My current research project is looking at how these homo-national ways of being lesbian and gay are fitting in with systems of whitenes. I ’m looking at community‐generated knowledge about settler colonialism and gender justice issues and then to link this to reconceptualizing citizenship education. I ’m interviewing activists to learn how they are working on gender justice issues. Methodologically, this is my way of connecting with critical discourses about gender justice generated as ‘knowledge from below’, with various anti-globalization movements.
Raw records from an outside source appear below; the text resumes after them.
Issue #17155, opened 2025-05-21
WebSecurity.ignoring().anyRequest() no longer works


crmky:
**Describe the bug**

In Spring Security 6.3.x, we can use `WebSecurityCustomizer` to customize `WebSecurity` to ignore all security checks. This is not for production, but useful for local testing when some properties are set. A simplified version:

```java
@Configuration(proxyBeanMethods = false)
public class ApplicationConfiguration {

    @Bean
    WebSecurityCustomizer ignoreAllCustomizer() {
        return web -> web.ignoring().anyRequest();
    }
}

```

However because of https://github.com/spring-projects/spring-security/issues/15220 and https://github.com/spring-projects/spring-security/issues/15982, ignore all requests doesn't work anymore. Below exception will be thrown:

```
Caused by: org.springframework.security.web.UnreachableFilterChainException: A filter chain that matches any request [DefaultSecurityFilterChain matching [any request] and having filters []] has already been configured, which means that this filter chain [DefaultSecurityFilterChain defined as 'managementSecurityFilterChain' in [class path resource [org/springframework/boot/actuate/autoconfigure/security/servlet/ManagementWebSecurityAutoConfiguration.class]] matching [any request] and having filters [DisableEncodeUrl, WebAsyncManagerIntegration, SecurityContextHolder, HeaderWriter, Cors, Csrf, Logout, UsernamePasswordAuthentication, DefaultResources, DefaultLoginPageGenerating, DefaultLogoutPageGenerating, BasicAuthentication, RequestCacheAware, SecurityContextHolderAwareRequest, AnonymousAuthentication, ExceptionTranslation, Authorization]] will never get invoked. Please use `HttpSecurity#securityMatcher` to ensure that there is only one filter chain configured for 'any request' and that the 'any request' filter chain is published last.
```

The cause of this issue is `WebSecurityFilterChainValidator` now validate `WebSecurity` `ignoredRequests` together with `HttpSecurity` filter chain together. It will throw the above exception in that case.

**To Reproduce**

Create a Configuration class like the one mentioned above. 

**Expected behavior**

I think `WebSecurity.ignoring().anyRequest()` should still get supported. I understand this is not for the production, but it provides a way to skip all the customizations in `HttpSecurity`. 

**Sample**

A link to a GitHub repository with a [minimal, reproducible sample](https://stackoverflow.com/help/minimal-reproducible-example).

Reports that include a sample will take priority over reports that do not.
[...]

PR #17158, opened 2025-05-22
Do not validate ignoredRequests from WebSecurity.ignoring()

kse-music:
Closes gh-17155


jzheaux:
Hi, @kse-music, I'm not sure that we want to make an exception for the web-ignoring configuration. If such a configuration were released into production, there would be no security and no one would get notified. It appears to me that the error message in #17155 is correct; I think it's a matter of finding a better way to turn off security during development.

I'm going to close this PR for now while discussion continues in the ticket. We can always reopen it if this route is revisited.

In this project, I am using settler homo-nationalism to examine how lesbian and gay claims to be included at the Vancouver Olympics, which resulted in three “pride houses” for athletes and spectators, have been lauded as showcases for Canadian multiculturalism and tolerance. Yet,, there was no connection or solidarity between the pride house organizers and the Indigenous protests against holding the Olympics on unceded First Nations land. Thus, the new gay sporting subjects, those who had access to the pride houses, continued the Canadian settler narrative about First Nations’ absence in Vancouver and on Whistler mountain, despite very visible No Olympics on Stolen Land indigenous protests. This line of research has direct application to citizenship education, as a case study of how indigenous sovereignty and the pride houses might be taught in social studies courses, as an example of a decolonizing approach to multiculturalism and same-sex issues.
Right now, my graduate students and I are exploring how white supremacy – or homonationalism - in lesbian and gay diversity initiatives is emerging in different colonial contexts - Canada, Russia, England and Korea We are exposing how lesbian and gay groups at the Vancouver Olympics had antagonistic relations to the First Nations convergence ‘No Olympics on Stolen Land’, revealing white settler colonial views about land ownership and queer rights. We are also looking at the involvement of lesbian and gays in right‐wing, anti-muslim groups in Europe, and how this differs in the UK and Germany. These are all forms of white LBGT politics which have convivial, friendly relations to both nationalism and neoliberalism.